PR #4716, opened 2021-02-18
fix: (Core) Non interactive cards

JKMarkowski:
There is added non-interactive cards example with necessary styles added

Documentation checklist:
- [x] update `README.md`
- [x] Documentation Examples

### DIFF
--- a/apps/docs/src/app/core/component-docs/card/card-docs.component.html
+++ b/apps/docs/src/app/core/component-docs/card/card-docs.component.html
@@ -106,7 +106,7 @@
 <description>
     In order to display bar chart list in a card we can use list styles along with a custom bar component.
     For this example in order to display bar chart we created a simple <code>fd-card-bar</code> component.
-    For card with list t is not recommended to keep header interactive, or navigable. Such a header can be achieved
+    For card with list it is not recommended to keep header interactive, or navigable. Such a header can be achieved
     by adding <code>[interactive]="false"</code> to <code>fd-card-header</code> element.
 </description>
 
--- a/apps/docs/src/app/core/component-docs/card/card-docs.component.html
+++ b/apps/docs/src/app/core/component-docs/card/card-docs.component.html
@@ -106,6 +106,8 @@
 <description>
     In order to display bar chart list in a card we can use list styles along with a custom bar component.
     For this example in order to display bar chart we created a simple <code>fd-card-bar</code> component.
+    For card with list t is not recommended to keep header interactive, or navigable. Such a header can be achieved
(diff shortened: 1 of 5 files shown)


droshev (approved):

libs/core/src/lib/card/card-header.component.ts
```diff
@@ -21,11 +23,15 @@ import { CardSubtitleDirective } from './card-subtitle.directive';
...
+export class CardHeaderComponent implements OnInit, OnChanges, CssClassBuilder, AfterContentInit {
+    /** Whether card header is interactive */
+    @Input()
+    interactive = true;
+
     /** @hidden */
     @Input()
     @HostBinding('attr.tabindex')
-    tabindex = '0';
+    tabindex = this.interactive ? '0' : '-1';
```
dimamarksman, line 34: If `interactive="false"` should take precedence over `tabindex` input it might be better to have `tabindex` as `getter setter`.
```
@Input()
@HostBinding('attr.tabindex')	
set tabindex(tabindex: string) {
  this._tabindex =  tabindex;
}
get tabindex(): string {
  return !this.interactive ? '-1' : this._tabindex;
}
private _tabindex = '0';
```
Otherwise the user is able to override `tabindex` when `interactive="false"` just assigning tabindex  later.

If `tabindex` must be always based on `interactive` value then we shouldn't have tabindex as `input`;

@JKMarkowski  what do you think?

JKMarkowski: Hi @dimamarksman you are totally right there, I will add setters/getters, just to let user decide whether this should be tabbable

dimamarksman: In this case we don't need this assinment in ngOnChanges:
```
if ('interactive' in changes) {
   this.tabindex = this.interactive ? '0' : '-1' ;
}
```

apps/docs/src/app/core/component-docs/card/card-docs.component.html
```diff
@@ -106,9 +106,11 @@
 <description>
     In order to display bar chart list in a card we can use list styles along with a custom bar component.
     For this example in order to display bar chart we created a simple <code>fd-card-bar</code> component.
+    For card with list t is not recommended to keep header interactive, or navigable. Such a header can be achieved
```
dimamarksman, line 109:
```suggestion
    For card with list it is not recommended to keep header interactive, or navigable. Such a header can be achieved
```

InnaAtanasova (approved):

dimamarksman (approved):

+ + +

- [EXERCISE AIM]
Isolate the lines above that contain the word "approved" and copy them.

- [PROBLEM SOLUTION]
droshev (approved):
InnaAtanasova (approved):
dimamarksman (approved):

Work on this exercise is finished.